Furthermore, perhaps how we actually model the world mentally is or should not
bear much of a relation to how we do so in code.

I haven't made my mind up about these things, even though I lean towards the
FP approach in my day to day coding. But I love (constructive) discussions
about the issue because somehow I feel they're about more than just 'making
shit work'. Aside from the occasional flame-war I really like the discussions
on HN about this stuff, and usually there are at least a few comments that
give me new insight into both OOP and FP.

------
jabajabadu
This article seems to fit the template: Here are some abstract reasons why
paradigm X is bad, and here is a class of problems that have a more
straightforward solution in paradigm Y, therefore paradigm Y is better than X.

The real message here is that if you have a problem that nicely maps onto a
relational database then use the database-like approach instead of OOP.

In my domain, I work on algorithms for a very specialized class of graphs
whose structure and manipulation must obey a diverse set of constraints. I
have tried implementing the core ideas using multiple popular paradigms but so
far I did not find anything better than OOP.

------
alasdair_
> OOP programs tend to only grow and never shrink because OOP encourages it.

Most long-lived programs tend to grow, because people add new features to
them. This isn't something unique to OOP.
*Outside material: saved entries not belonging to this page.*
PR #121, opened 2021-01-19
IGAPP-297: Add build config for aschaffenburg app

SteffiStuffel:


build-configs/aschaffenburg/index.js
```diff
@@ -0,0 +1,110 @@
...
+  WebBuildConfigType
+} from '../BuildConfigType'
+import { ASCHAFFENBURG_ASSETS } from '../AssetsType'
+import mainImprint from './mainImprint'
+
+const APPLE_APP_ID = ''
+
+const commonAschaffenburgBuildConfig: CommonBuildConfigType = {
+  appName: 'Aschaffenburg App',
+  appIcon: 'app_icon_integreat',
```
klinzo, line 17: I think we should TODOs in places where not the right data is not available yet.

build-configs/aschaffenburg/index.js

As for growth of OOP programs in particular - does no one ever refactor
anything? Shrinking OOP code through refactoring is a daily occurrence at
almost every job I've ever had.

------
adnzzzzZ
>The vast majority of essential code is not operating on just one object – it
is actually implementing cross-cutting concerns. Example: when class Player
hits() a class Monster, where exactly do we modify data? Monster's hp has to
decrease by Player's attackPower, Player's xps increase by Monster's level if
Monster got killed. Does it happen in Player.hits(Monster m) or
Monster.isHitBy(Player p). What if there's a class Weapon involved? Do we pass
it as an argument to isHitBy or does Player has a currentWeapon() getter?

As an indie dev this is something that I struggled with early on and my
solution so far has been to choose the most obvious place where all those
things should happen and just do it there (in this case it would be on the
Player, in other less obvious cases it gets more fuzzy). What does the non-OOP
solution for this problem look like?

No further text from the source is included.